PR #975, opened 2018-03-16
@mzikherman => Users endpoint/schema

eessex:
- Adds an endpoint for Users to query by [:ids]
- Adds gravityLoader for Users

Wasn't completely sure that I needed to use the authenticated loader here, but it seemed like the right idea for user info.  We are passing in the user access token in positron's fetch, so I'm assuming that will be enough to get what we need.  (When I run the query on the local version, I get `"Not authorized"` error.

### DIFF
--- a/src/lib/loaders/loaders_with_authentication/gravity.js
+++ b/src/lib/loaders/loaders_with_authentication/gravity.js
@@ -128,9 +128,6 @@ export default (accessToken, userID, opts) => {
       {},
       { method: "DELETE" }
     ),
-    usersLoader: gravityLoader(
-      "users",
-      {}
-    ),
+    usersLoader: gravityLoader("users"),
   }
 }
--- a/src/lib/loaders/loaders_with_authentication/gravity.js
+++ b/src/lib/loaders/loaders_with_authentication/gravity.js
@@ -130,8 +130,7 @@ export default (accessToken, userID, opts) => {
     ),
     usersLoader: gravityLoader(
       "users",
-      {},
-      { headers: true }
+      {}
     ),
   }
 }
--- a/src/lib/loaders/loaders_with_authentication/gravity.js
+++ b/src/lib/loaders/loaders_with_authentication/gravity.js
@@ -128,5 +128,10 @@ export default (accessToken, userID, opts) => {
       {},
       { method: "DELETE" }
     ),
+    usersLoader: gravityLoader(
+      "users",
+      {},
+      { headers: true }
+    ),
   }
 }
--- a/src/lib/loaders/loaders_without_authentication/gravity.js
+++ b/src/lib/loaders/loaders_without_authentication/gravity.js
@@ -98,6 +98,5 @@ export default opts => {
     ),
     tagLoader: gravityLoader(id => `tag/${id}`),
     trendingArtistsLoader: gravityLoader("artists/trending"),
-    usersLoader: gravityLoader("users"),
   }
 }
--- a/src/lib/loaders/loaders_without_authentication/gravity.js
+++ b/src/lib/loaders/loaders_without_authentication/gravity.js
@@ -98,5 +98,6 @@ export default opts => {
     ),
     tagLoader: gravityLoader(id => `tag/${id}`),
     trendingArtistsLoader: gravityLoader("artists/trending"),
+    usersLoader: gravityLoader("users"),
   }
 }
--- a/src/schema/__tests__/users.test.js
+++ b/src/schema/__tests__/users.test.js
@@ -1,0 +1,24 @@
+import { runAuthenticatedQuery } from "test/utils"
+import gql from "test/gql"
+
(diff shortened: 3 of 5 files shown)


src/lib/loaders/loaders_without_authentication/gravity.js
```diff
@@ -98,5 +98,6 @@ export default opts => {
     ),
     tagLoader: gravityLoader(id => `tag/${id}`),
     trendingArtistsLoader: gravityLoader("artists/trending"),
+    usersLoader: gravityLoader("users"),
```
mzikherman: Nah, you can get rid of this one, we just want the authenticated one (which only exists in a GraphQL request if you pass along the `X-Access-Token`with your request).

src/lib/loaders/loaders_with_authentication/gravity.js
```diff
@@ -128,5 +128,10 @@ export default (accessToken, userID, opts) => {
       {},
       { method: "DELETE" }
     ),
+    usersLoader: gravityLoader(
+      "users",
+      {},
+      { headers: true }
```
mzikherman: This is useful when you want to resolve with body and headers. You might want to resolve this way if you are paginating and need total count (accessible in the header, for example). Otherwise you may not need this.

src/schema/users.js
```diff
@@ -0,0 +1,16 @@
...
+const Users = {
+  type: new GraphQLList(UserType),
+  description: "A list of Users",
+  args: {
+    ids: {
+      type: new GraphQLList(GraphQLString),
+    },
+  },
+  resolve: (root, options, request, { rootValue: { usersLoader } }) =>
+    usersLoader(options),
```
mzikherman: In the context of an authenticated request, this would resolve with an object containing `body` and `headers`.

So I _think_ (the way you have it setup with `headers: true`), is you'd want `usersLoader(options).then(({ body }) => body)`

src/schema/__tests__/users.test.js
```diff
@@ -0,0 +1,24 @@
+import { runAuthenticatedQuery } from "test/utils"
+import gql from "test/gql"
+
+describe("Users", () => {
+  it("returns a list of users matching array of ids", async () => {
+    const usersLoader = ({ ids }) => {
+      if (ids) {
+        return Promise.resolve(
```
mzikherman: This stub should be `body: ids.map(...`.

src/schema/users.js
eessex: Ah ok I don't actually need the headers and have removed them.  I wonder how I can test this locally, is there a tactic to pass my x-access-token to the browser?

xtina-starr: @eessex not sure if you have [graphiQL](https://github.com/graphql/graphiql) but it allows you to set the `x-access-token` for testing locally.

mzikherman: Yea exactly using Chrome to point to GraphQL may not be sufficient b/c I'm not sure how you can pass in headers.

definitely recommend using GraphiQL! It lets you easily pass in your header (which you can access by logging in to staging.artsy.net, and in the JS console looking at `sd.CURRENT_USER.accessToken`).

src/lib/loaders/loaders_with_authentication/gravity.js
```diff
@@ -128,5 +128,9 @@ export default (accessToken, userID, opts) => {
       {},
       { method: "DELETE" }
     ),
+    usersLoader: gravityLoader(
+      "users",
+      {}
```
mzikherman: Ah, in this case you don't even need this `{}`. It was just a 'placeholder' for if you needed to pass an option in to the last param.

src/schema/users.js
xtina-starr: Yeah that's probably the source of your ` "Not authorized"` error. Let me know if you're still having trouble with that. Happy to walk you through setting it up.

eessex: Yeah I am using graphiql and do have the access token, but I don't know where to set this data -- don't see a place on the UI, do I need a browser plugin or something?

xtina-starr: In the right hand corner there is an edit HTTP Headers button.

screen shot 2018-03-16 at 12 47 34 pm

And then you can edit the value.

drawing

src/schema/__tests__/users.test.js
```diff
@@ -0,0 +1,24 @@
+import { runAuthenticatedQuery } from "test/utils"
+import gql from "test/gql"
+
+describe("Users", () => {
+  it("returns a list of users matching array of ids", async () => {
+    const usersLoader = ({ ids }) => {
```
mzikherman: `({ id })` to match the new arg signature.

mzikherman:
Looks great! Tiny ❌ b/c of the new `id` arg.

xtina-starr:
👍

PR #984, opened 2018-03-28
#migration require pod execution on foreground nodes and autoscale deployment

izakp:
Use the [Horizontal Pod Autoscaler](https://kubernetes.io/docs/tasks/run-application/horizontal-pod-autoscale/) to scale metaphysics-web in response to load.

Also use the "hard" `requiredDuringSchedulingIgnoredDuringExecution` `nodeAffinity` selector to ensure these pods are always scheduled on `tier=foreground` nodes, and if resource is unavailable, prompt the [cluster autoscaler](https://github.com/artsy/substance/pull/77) to scale up this node group.

## Migration

cc @alloy @saolsen

### DIFF
--- a/hokusai/production.yml
+++ b/hokusai/production.yml
@@ -4,7 +4,6 @@ kind: Deployment
 metadata:
   name: metaphysics-web
 spec:
-  replicas: 2
   strategy:
     rollingUpdate:
       maxSurge: 1
@@ -29,6 +28,8 @@ spec:
         ports:
         - containerPort: 3000
         resources:
+          requests:
+            cpu: "1"
           limits:
             memory: "768Mi"
       affinity:
@@ -41,6 +42,23 @@ spec:
                 operator: In
                 values:
                 - foreground
+                - foreground
+
+---
+apiVersion: autoscaling/v1
+kind: HorizontalPodAutoscaler
+metadata:
+  name: metaphysics-web
+  namespace: default
+spec:
+  scaleTargetRef:
+    apiVersion: extensions/v1beta1
+    kind: Deployment
+    name: metaphysics-web
+  minReplicas: 2
+  maxReplicas: 5
+  targetCPUUtilizationPercentage: 80
+
 ---
 apiVersion: v1
 kind: Service
--- a/hokusai/production.yml
+++ b/hokusai/production.yml
@@ -29,7 +29,7 @@ spec:
         - containerPort: 3000
         resources:
           requests:
-            cpu: "1"
+            cpu: "0.7"
           limits:
             memory: "768Mi"
       affinity:
--- a/hokusai/production.yml
+++ b/hokusai/production.yml
@@ -34,14 +34,12 @@ spec:
             memory: "768Mi"
       affinity:
         nodeAffinity:
-          preferredDuringSchedulingIgnoredDuringExecution:
-          - weight: 1
-            preference:
-              matchExpressions:
+          requiredDuringSchedulingIgnoredDuringExecution:
+            nodeSelectorTerms:
+            - matchExpressions:
               - key: tier
                 operator: In
                 values:
-                - foreground
                 - foreground
 
 ---
--- a/hokusai/staging.yml
+++ b/hokusai/staging.yml
@@ -4,7 +4,6 @@ kind: Deployment
 metadata:
   name: metaphysics-web
 spec:
-  replicas: 1
   strategy:
     rollingUpdate:
       maxSurge: 1
@@ -29,6 +28,8 @@ spec:
         ports:
         - containerPort: 3000
         resources:
+          requests:
+            cpu: "0.5"
           limits:
             memory: "512Mi"
       affinity:
@@ -41,6 +42,22 @@ spec:
                 operator: In
                 values:
                 - foreground
+
+---
+apiVersion: autoscaling/v1
+kind: HorizontalPodAutoscaler
+metadata:
+  name: metaphysics-web
+  namespace: default
+spec:
+  scaleTargetRef:
+    apiVersion: extensions/v1beta1
+    kind: Deployment
+    name: metaphysics-web
+  minReplicas: 1
+  maxReplicas: 3
+  targetCPUUtilizationPercentage: 80
+
 ---
 apiVersion: v1
 kind: Service
--- a/hokusai/staging.yml
+++ b/hokusai/staging.yml
@@ -34,10 +34,9 @@ spec:
             memory: "512Mi"
       affinity:
         nodeAffinity:
-          preferredDuringSchedulingIgnoredDuringExecution:
-          - weight: 1
-            preference:
-              matchExpressions:
+          requiredDuringSchedulingIgnoredDuringExecution:
+            nodeSelectorTerms:
+            - matchExpressions:
               - key: tier
                 operator: In
                 values:


alloy:
Does this only scale by CPU load or also memory pressure?

izakp:
@alloy it scales by amount of CPU used / CPU requested - if this is over `targetCPUUtilizationPercentage` it scales out

izakp:
As I was load-testing:

```
isacpetruzzi@Artsy-Isac metaphysics (master) $ kubectl get horizontalpodautoscalers
NAME                 REFERENCE                       TARGETS    MINPODS   MAXPODS   REPLICAS   AGE
metaphysics-web      Deployment/metaphysics-web      7% / 80%   1         3         1          19h
isacpetruzzi@Artsy-Isac metaphysics (master) $ kubectl describe hpa metaphysics-web
Name:							metaphysics-web
Namespace:						default
Labels:							<none>
Annotations:						kubectl.kubernetes.io/last-applied-configuration={"apiVersion":"autoscaling/v1","kind":"HorizontalPodAutoscaler","metadata":{"annotations":{},"name":"metaphysics-web","namespace":"default"},"spec":{"m...
CreationTimestamp:					Tue, 27 Mar 2018 18:19:00 +0200
Reference:						Deployment/metaphysics-web
Metrics:						( current / target )
  resource cpu on pods  (as a percentage of request):	7% (7m) / 80%
Min replicas:						1
Max replicas:						3
Events:
  FirstSeen	LastSeen	Count	From				SubObjectPath	Type		Reason			Message
  ---------	--------	-----	----				-------------	--------	------			-------
  19h		46m		35	horizontal-pod-autoscaler			Normal		SuccessfulRescale	New size: 2; reason: cpu resource utilization (percentage of request) above target
  19h		40m		37	horizontal-pod-autoscaler			Normal		SuccessfulRescale	New size: 1; reason: All metrics below target
```

hokusai/production.yml
```diff
@@ -29,18 +28,35 @@ spec:
         ports:
         - containerPort: 3000
         resources:
+          requests:
+            cpu: "1"
```
izakp: Just for some more context, this means "allocate 1 core to a Metaphysics pod". See https://kubernetes.io/docs/concepts/configuration/manage-compute-resources-container/#meaning-of-cpu

Compared to the running pods on production, it seems each metaphysics pod is using ~0.6 CPU so this gives us a lot of overhead.

screen shot 2018-03-28 at 5 03 51 pm

However, we could set this closer to what we actually see as "normal" operation - i.e. set it to `0.6` and scale horizontally to spread load across more replicas.

izakp:
Set CPU requests to `0.7` (cores) for production - matching what we now see running (see outdated comment above).

alloy:
Like @mzikherman mentioned, I’d also expect memory to be more important as an indicator to scale, as it needs to hold all the gathered data from backend services in memory until it has been able to complete a GraphQL request.

izakp:
@alloy that's not generally the way to go about scaling deployments, on k8s or elsewhere as memory is generally not correlated with request throughput - CPU / load averages are (k8s does not support scaling pods by memory).  Scaling on memory is a bit of an anti-pattern in my experience.  So despite  the particularities of GraphQL resolvers, I don't think it necessarily means memory footprint _increases linearly_ with request throughput.  In my testing, load does increase linearly with throughput as is generally the behavior you would expect for any application.

Concerning memory, we just need to make sure it has enough headroom.  The trick is to set the parameters correctly which comes with observing the behavior of the application in production and tuning the requests / limits and scaling thresholds so we know how much request load a given container is expected to handle within given memory limits.

izakp:
@alloy that said, there is this design proposal for the Horizontal Pod Autoscaler v2 https://github.com/kubernetes/community/blob/master/contributors/design-proposals/autoscaling/hpa-v2.md

izakp:
Also AFAICT Kubernetes' [CPU utilization metrics](https://github.com/kubernetes/heapster/blob/master/docs/storage-schema.md) include Docker's CPU.system [metrics](https://www.datadoghq.com/blog/how-to-monitor-docker-resource-metrics/#cpu), so this CPU utilization calculation is inclusive of I/O wait

izakp:
Merged and applied.  I can see Metaphysics pods scaling out in response to reflection scraping the site.

alloy:
I’d like to hear more about _why_ it would be an anti-pattern, rather than just accepting that at face value. Memory has definitely been _the_ issue with MP and it seems to me a very reasonable bottleneck in the case of a facade service like MP.

izakp:
@alloy I call it an anti-pattern because this is a API deployment behind a load balancer, and as such the goal of scaling out (adding more replicas to a deployment) is to be able to handle an increase in request throughput.  In all other deployment strategies I have seen / worked with, API application instances are always scaled as a function of load.  Here's why:

Consider the request path:
- A request comes into the load balancer.  The load balancer applies [certain methods](http://nginx.org/en/docs/http/load_balancing.html#nginx_load_balancing_methods) (similar in HAProxy / ELB) to try and keep the load spread evenly across all servers /  backend application instances
- The request is proxied to a given application instance
- The request is processed and in doing so it produces load on the server

If a server is overloaded / cannot complete a request, the load balancer [removes the server](http://nginx.org/en/docs/http/load_balancing.html#nginx_load_balancing_health_checks) from its pool and waits until it is healthy again to again proxy requests to it.  That said, the backend server should respond with appropriate HTTP status codes that indicate if it is under load and unable to process the request.

To summarize, this is the general deployment pattern for a web-facing API.  And it is designed to spread load over a group of backends in response to request throughput.  As you can see, memory doesn't come into play here - it is assumed each backend server has at least enough memory to not crash.

As a counterexample, consider this pod-memory [autoscaler script](https://github.com/powerupcloud/kubernetes-1/blob/master/memory-based-autoscaling.sh) - it's particular to a Java deployment and discovering the "Total Heap Capacity Allocated" so whereas the JVM will allocate a certain amount of heap memory and make use of that the Node VM behaves quite a bit differently, and can grow unbounded.  I would be at a loss applying this pattern to Metaphysics because whereas _all requests_ produce load on the servers, and so follow the general pattern described above (inclusive of `iowait`) only some requests (and likely the 95th percentile requests taking > 1 second to complete) need to hold a lot of data in-memory waiting on multiple backend services to complete their request.  Thus we would be scaling on only the outliers of the bulk of requests.  In any case, this scaling pattern would be particular to Metaphysics' implementation of its GraphQL API and schema - a very tight coupling between application behavior and orchestration which I would be wary of - the schema might change and we would have to re-instrument our memory profiling and change the scaling pattern in response to schema changes.

Whew!  Okay that was a lot but I hope it helps!

alloy:
Thanks a lot for taking the time to write this up! 🙏 

> What we were seeing before was a fixed number of application instances trying to handle all load as particular to NodeJS behavior as it accepts all requests - puts them on its stack and memory grows unbounded 

Right, fixed amount of dynos was definitely not a good environment for MP and its stack, so being able to even respond to load is an infinite amount of times better than hosting on Heroku 👍 

> think of load based scaling as "horizontal" - i.e. adding more application instances in response to load. In contrast, "vertical" scaling is what is referred to as increasing the resources (memory particularly) of a backend server […] as the resource requirements of the application […] grow.

This may have been the source of some confusion. If the term ‘load’ only applies to number of requests or CPU usage, then that’s not the metric I meant to use. So without fussing to long about the semantics of the overloaded (pun intended) use of the word ‘load’, let me try to rephrase:

In my mind, the number of requests/CPU usage is only **correlated** to the pressure on the server and the need for more instances. The **causation** is the memory needed whilst a query is being resolved, which can be very different based on the queries being performed. i.e. imagine one instance needing to serve 10 home page requests vs another instance needing to serve 10 single artwork requests. The former is going to use much more memory than the latter, but CPU usage will most likely be similar and in terms of number of requests there’s no difference.

If you’re sure that this setup will still be able to address that scenario, then it’s probably just a matter of my inexperience with maintaining such pools of servers and load balancing. In which case, let’s leave it at that and see if that indeed turns out to be the case.

alloy:
Btw, another thing to keep in mind is that while requests might have finished serving, the process may still have a bunch of queued work to do that also retains memory (things like error reporting to Sentry, performance metrics to datadog). In those cases, the process kinda needs a pause so it can flush that work.

izakp:
> Btw, another thing to keep in mind is that while requests might have finished serving, the process may still have a bunch of queued work to do that also retains memory (things like error reporting to Sentry, performance metrics to datadog). In those cases, the process kinda needs a pause so it can flush that work.

Yes I can see evidence of that in a recent restart.  No increase in throughput but unbounded memory growth.

izakp:
Thanks for the chat @alloy (and explaining some finer details about Node's memory management) - I think we may be able to achieve "benching" containers at the k8s service level by modifying the container or service's [label selectors](https://kubernetes.io/docs/concepts/overview/working-with-objects/labels/#label-selectors) - a POC watchdog daemon will be necessary as k8s services are protocol-agnostic and just do packet routing so a 503 from Metaphysics won't be sufficient.  This is uncharted territory, which isn't in the end a bad thing ^_^

izakp:
I think it's going to be helpful to think about normal operation versus failover scenarios here.  I should note that my comment above...

> In the end, load-based autoscaling creates more replicas and scales out in response to load - each application instance taking on a proportion of that load. This in turn means that we should not see any one Metaphysics container processing a disproportionately high percentage of requests, and thus we should see each application instance's memory footprint stay within reasonable limits.

... is an overly-optimistic "normal" application behavior.  I think what we've converged on here is how we want to deal with orchestration when the application goes out-of-bounds in some way i.e. a failover scenario.  Right now k8s just kills the pods when they hit memory limits which is not ideal.  Whether this "timeout" or "beching" approach can compliment horizontal autoscaling based on load and/or memory or merits a reimplementation of scaling rules from the ground up TBD.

Your objective -> Exactly the lines from the start of the entries through the one bearing "- Adds gravityLoader for Users" are to be output, with both ends included.

Solution to this exercise ->
PR #975, opened 2018-03-16
@mzikherman => Users endpoint/schema

eessex:
- Adds an endpoint for Users to query by [:ids]
- Adds gravityLoader for Users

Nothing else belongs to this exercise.